Work instructions:
Copy the data below verbatim, leaving no line out.
(Data extract)
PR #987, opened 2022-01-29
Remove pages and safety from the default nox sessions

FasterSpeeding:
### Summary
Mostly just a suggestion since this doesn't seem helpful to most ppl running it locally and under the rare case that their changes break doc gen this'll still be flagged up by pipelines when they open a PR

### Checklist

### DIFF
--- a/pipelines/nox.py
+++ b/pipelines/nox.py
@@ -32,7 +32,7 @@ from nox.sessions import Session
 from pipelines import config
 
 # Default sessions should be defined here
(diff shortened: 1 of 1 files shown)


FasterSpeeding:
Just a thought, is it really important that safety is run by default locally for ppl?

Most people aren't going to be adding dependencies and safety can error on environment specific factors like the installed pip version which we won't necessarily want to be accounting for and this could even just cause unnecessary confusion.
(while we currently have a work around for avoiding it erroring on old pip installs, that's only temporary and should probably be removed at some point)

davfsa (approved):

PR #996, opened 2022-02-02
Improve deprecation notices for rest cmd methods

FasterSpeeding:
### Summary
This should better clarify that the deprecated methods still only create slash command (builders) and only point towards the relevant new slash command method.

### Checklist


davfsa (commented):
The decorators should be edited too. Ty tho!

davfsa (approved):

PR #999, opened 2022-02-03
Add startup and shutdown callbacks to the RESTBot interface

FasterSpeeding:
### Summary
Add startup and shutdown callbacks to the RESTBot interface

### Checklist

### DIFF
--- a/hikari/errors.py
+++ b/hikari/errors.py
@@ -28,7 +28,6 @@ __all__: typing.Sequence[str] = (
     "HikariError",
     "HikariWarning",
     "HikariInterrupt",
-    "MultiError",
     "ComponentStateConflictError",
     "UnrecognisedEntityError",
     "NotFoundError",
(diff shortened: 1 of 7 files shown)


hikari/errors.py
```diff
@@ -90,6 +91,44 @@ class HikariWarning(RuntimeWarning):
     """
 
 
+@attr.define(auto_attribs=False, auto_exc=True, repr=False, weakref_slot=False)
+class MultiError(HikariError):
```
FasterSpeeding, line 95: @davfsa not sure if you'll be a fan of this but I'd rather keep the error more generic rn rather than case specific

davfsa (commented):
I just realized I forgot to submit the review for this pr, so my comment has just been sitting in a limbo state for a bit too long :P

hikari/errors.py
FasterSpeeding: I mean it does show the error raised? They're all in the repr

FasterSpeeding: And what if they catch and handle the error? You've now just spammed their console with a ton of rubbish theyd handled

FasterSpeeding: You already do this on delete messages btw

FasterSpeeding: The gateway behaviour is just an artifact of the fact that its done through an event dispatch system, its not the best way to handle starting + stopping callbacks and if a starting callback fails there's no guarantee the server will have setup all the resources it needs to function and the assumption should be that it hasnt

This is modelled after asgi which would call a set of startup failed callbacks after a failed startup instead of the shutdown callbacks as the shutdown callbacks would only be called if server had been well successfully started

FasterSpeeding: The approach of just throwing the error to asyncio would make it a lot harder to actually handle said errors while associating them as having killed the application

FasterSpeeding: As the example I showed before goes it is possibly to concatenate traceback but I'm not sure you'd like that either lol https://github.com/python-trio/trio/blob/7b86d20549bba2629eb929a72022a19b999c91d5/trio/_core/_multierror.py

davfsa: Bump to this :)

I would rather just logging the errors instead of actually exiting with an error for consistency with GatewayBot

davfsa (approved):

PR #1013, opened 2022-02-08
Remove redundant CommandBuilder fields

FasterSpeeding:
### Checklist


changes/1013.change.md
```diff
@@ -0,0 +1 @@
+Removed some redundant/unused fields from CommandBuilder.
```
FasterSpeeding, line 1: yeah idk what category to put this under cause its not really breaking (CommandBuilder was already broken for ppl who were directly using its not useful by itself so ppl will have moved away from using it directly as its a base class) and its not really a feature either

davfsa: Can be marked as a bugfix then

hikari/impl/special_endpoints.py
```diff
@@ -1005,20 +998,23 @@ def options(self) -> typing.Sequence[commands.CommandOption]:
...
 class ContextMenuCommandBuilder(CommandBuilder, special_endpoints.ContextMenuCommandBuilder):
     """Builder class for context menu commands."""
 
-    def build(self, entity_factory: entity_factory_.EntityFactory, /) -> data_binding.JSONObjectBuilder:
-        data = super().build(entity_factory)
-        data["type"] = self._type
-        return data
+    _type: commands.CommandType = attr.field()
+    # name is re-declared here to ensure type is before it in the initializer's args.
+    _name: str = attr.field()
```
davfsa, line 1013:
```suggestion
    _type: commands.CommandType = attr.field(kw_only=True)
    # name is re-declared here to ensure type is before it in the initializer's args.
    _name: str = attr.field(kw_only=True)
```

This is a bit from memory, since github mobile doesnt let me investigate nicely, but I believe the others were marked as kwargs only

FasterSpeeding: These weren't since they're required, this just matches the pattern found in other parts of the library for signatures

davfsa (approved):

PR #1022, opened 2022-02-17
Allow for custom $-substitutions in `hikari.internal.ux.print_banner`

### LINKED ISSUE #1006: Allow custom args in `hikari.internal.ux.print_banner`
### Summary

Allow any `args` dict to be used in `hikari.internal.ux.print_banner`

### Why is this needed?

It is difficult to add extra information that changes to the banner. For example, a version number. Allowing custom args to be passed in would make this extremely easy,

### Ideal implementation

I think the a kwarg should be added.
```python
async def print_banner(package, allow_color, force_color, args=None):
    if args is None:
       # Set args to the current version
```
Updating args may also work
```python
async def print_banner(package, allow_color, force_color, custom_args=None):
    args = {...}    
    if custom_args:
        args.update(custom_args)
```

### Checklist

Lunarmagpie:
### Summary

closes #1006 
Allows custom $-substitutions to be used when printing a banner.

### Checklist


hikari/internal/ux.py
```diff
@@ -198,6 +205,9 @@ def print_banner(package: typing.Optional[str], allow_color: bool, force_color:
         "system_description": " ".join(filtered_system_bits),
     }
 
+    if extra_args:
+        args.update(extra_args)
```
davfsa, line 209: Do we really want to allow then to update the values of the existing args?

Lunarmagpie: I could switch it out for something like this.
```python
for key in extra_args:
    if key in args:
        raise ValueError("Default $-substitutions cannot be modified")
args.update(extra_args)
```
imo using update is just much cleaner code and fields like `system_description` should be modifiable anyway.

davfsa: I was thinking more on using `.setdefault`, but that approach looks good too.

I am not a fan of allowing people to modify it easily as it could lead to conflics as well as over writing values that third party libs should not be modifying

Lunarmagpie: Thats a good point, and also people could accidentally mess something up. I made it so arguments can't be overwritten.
(End Data extract)
Exercise response:
PR #987, opened 2022-01-29
Remove pages and safety from the default nox sessions

FasterSpeeding:
### Summary
Mostly just a suggestion since this doesn't seem helpful to most ppl running it locally and under the rare case that their changes break doc gen this'll still be flagged up by pipelines when they open a PR

### Checklist

### DIFF
--- a/pipelines/nox.py
+++ b/pipelines/nox.py
@@ -32,7 +32,7 @@ from nox.sessions import Session
 from pipelines import config
 
 # Default sessions should be defined here
(diff shortened: 1 of 1 files shown)


FasterSpeeding:
Just a thought, is it really important that safety is run by default locally for ppl?

Most people aren't going to be adding dependencies and safety can error on environment specific factors like the installed pip version which we won't necessarily want to be accounting for and this could even just cause unnecessary confusion.
(while we currently have a work around for avoiding it erroring on old pip installs, that's only temporary and should probably be removed at some point)

davfsa (approved):

PR #996, opened 2022-02-02
Improve deprecation notices for rest cmd methods

FasterSpeeding:
### Summary
This should better clarify that the deprecated methods still only create slash command (builders) and only point towards the relevant new slash command method.

### Checklist


davfsa (commented):
The decorators should be edited too. Ty tho!

davfsa (approved):

PR #999, opened 2022-02-03
Add startup and shutdown callbacks to the RESTBot interface

FasterSpeeding:
### Summary
Add startup and shutdown callbacks to the RESTBot interface

### Checklist

### DIFF
--- a/hikari/errors.py
+++ b/hikari/errors.py
@@ -28,7 +28,6 @@ __all__: typing.Sequence[str] = (
     "HikariError",
     "HikariWarning",
     "HikariInterrupt",
-    "MultiError",
     "ComponentStateConflictError",
     "UnrecognisedEntityError",
     "NotFoundError",
(diff shortened: 1 of 7 files shown)


hikari/errors.py
```diff
@@ -90,6 +91,44 @@ class HikariWarning(RuntimeWarning):
     """
 
 
+@attr.define(auto_attribs=False, auto_exc=True, repr=False, weakref_slot=False)
+class MultiError(HikariError):
```
FasterSpeeding, line 95: @davfsa not sure if you'll be a fan of this but I'd rather keep the error more generic rn rather than case specific

davfsa (commented):
I just realized I forgot to submit the review for this pr, so my comment has just been sitting in a limbo state for a bit too long :P

hikari/errors.py
FasterSpeeding: I mean it does show the error raised? They're all in the repr

FasterSpeeding: And what if they catch and handle the error? You've now just spammed their console with a ton of rubbish theyd handled

FasterSpeeding: You already do this on delete messages btw

FasterSpeeding: The gateway behaviour is just an artifact of the fact that its done through an event dispatch system, its not the best way to handle starting + stopping callbacks and if a starting callback fails there's no guarantee the server will have setup all the resources it needs to function and the assumption should be that it hasnt

This is modelled after asgi which would call a set of startup failed callbacks after a failed startup instead of the shutdown callbacks as the shutdown callbacks would only be called if server had been well successfully started

FasterSpeeding: The approach of just throwing the error to asyncio would make it a lot harder to actually handle said errors while associating them as having killed the application

FasterSpeeding: As the example I showed before goes it is possibly to concatenate traceback but I'm not sure you'd like that either lol https://github.com/python-trio/trio/blob/7b86d20549bba2629eb929a72022a19b999c91d5/trio/_core/_multierror.py

davfsa: Bump to this :)

I would rather just logging the errors instead of actually exiting with an error for consistency with GatewayBot

davfsa (approved):

PR #1013, opened 2022-02-08
Remove redundant CommandBuilder fields

FasterSpeeding:
### Checklist


changes/1013.change.md
```diff
@@ -0,0 +1 @@
+Removed some redundant/unused fields from CommandBuilder.
```
FasterSpeeding, line 1: yeah idk what category to put this under cause its not really breaking (CommandBuilder was already broken for ppl who were directly using its not useful by itself so ppl will have moved away from using it directly as its a base class) and its not really a feature either

davfsa: Can be marked as a bugfix then

hikari/impl/special_endpoints.py
```diff
@@ -1005,20 +998,23 @@ def options(self) -> typing.Sequence[commands.CommandOption]:
...
 class ContextMenuCommandBuilder(CommandBuilder, special_endpoints.ContextMenuCommandBuilder):
     """Builder class for context menu commands."""
 
-    def build(self, entity_factory: entity_factory_.EntityFactory, /) -> data_binding.JSONObjectBuilder:
-        data = super().build(entity_factory)
-        data["type"] = self._type
-        return data
+    _type: commands.CommandType = attr.field()
+    # name is re-declared here to ensure type is before it in the initializer's args.
+    _name: str = attr.field()
```
davfsa, line 1013:
```suggestion
    _type: commands.CommandType = attr.field(kw_only=True)
    # name is re-declared here to ensure type is before it in the initializer's args.
    _name: str = attr.field(kw_only=True)
```

This is a bit from memory, since github mobile doesnt let me investigate nicely, but I believe the others were marked as kwargs only

FasterSpeeding: These weren't since they're required, this just matches the pattern found in other parts of the library for signatures

davfsa (approved):

PR #1022, opened 2022-02-17
Allow for custom $-substitutions in `hikari.internal.ux.print_banner`

### LINKED ISSUE #1006: Allow custom args in `hikari.internal.ux.print_banner`
### Summary

Allow any `args` dict to be used in `hikari.internal.ux.print_banner`

### Why is this needed?

It is difficult to add extra information that changes to the banner. For example, a version number. Allowing custom args to be passed in would make this extremely easy,

### Ideal implementation

I think the a kwarg should be added.
```python
async def print_banner(package, allow_color, force_color, args=None):
    if args is None:
       # Set args to the current version
```
Updating args may also work
```python
async def print_banner(package, allow_color, force_color, custom_args=None):
    args = {...}    
    if custom_args:
        args.update(custom_args)
```

### Checklist

Lunarmagpie:
### Summary

closes #1006 
Allows custom $-substitutions to be used when printing a banner.

### Checklist


hikari/internal/ux.py
```diff
@@ -198,6 +205,9 @@ def print_banner(package: typing.Optional[str], allow_color: bool, force_color:
         "system_description": " ".join(filtered_system_bits),
     }
 
+    if extra_args:
+        args.update(extra_args)
```
davfsa, line 209: Do we really want to allow then to update the values of the existing args?

Lunarmagpie: I could switch it out for something like this.
```python
for key in extra_args:
    if key in args:
        raise ValueError("Default $-substitutions cannot be modified")
args.update(extra_args)
```
imo using update is just much cleaner code and fields like `system_description` should be modifiable anyway.

davfsa: I was thinking more on using `.setdefault`, but that approach looks good too.

I am not a fan of allowing people to modify it easily as it could lead to conflics as well as over writing values that third party libs should not be modifying

Lunarmagpie: Thats a good point, and also people could accidentally mess something up. I made it so arguments can't be overwritten.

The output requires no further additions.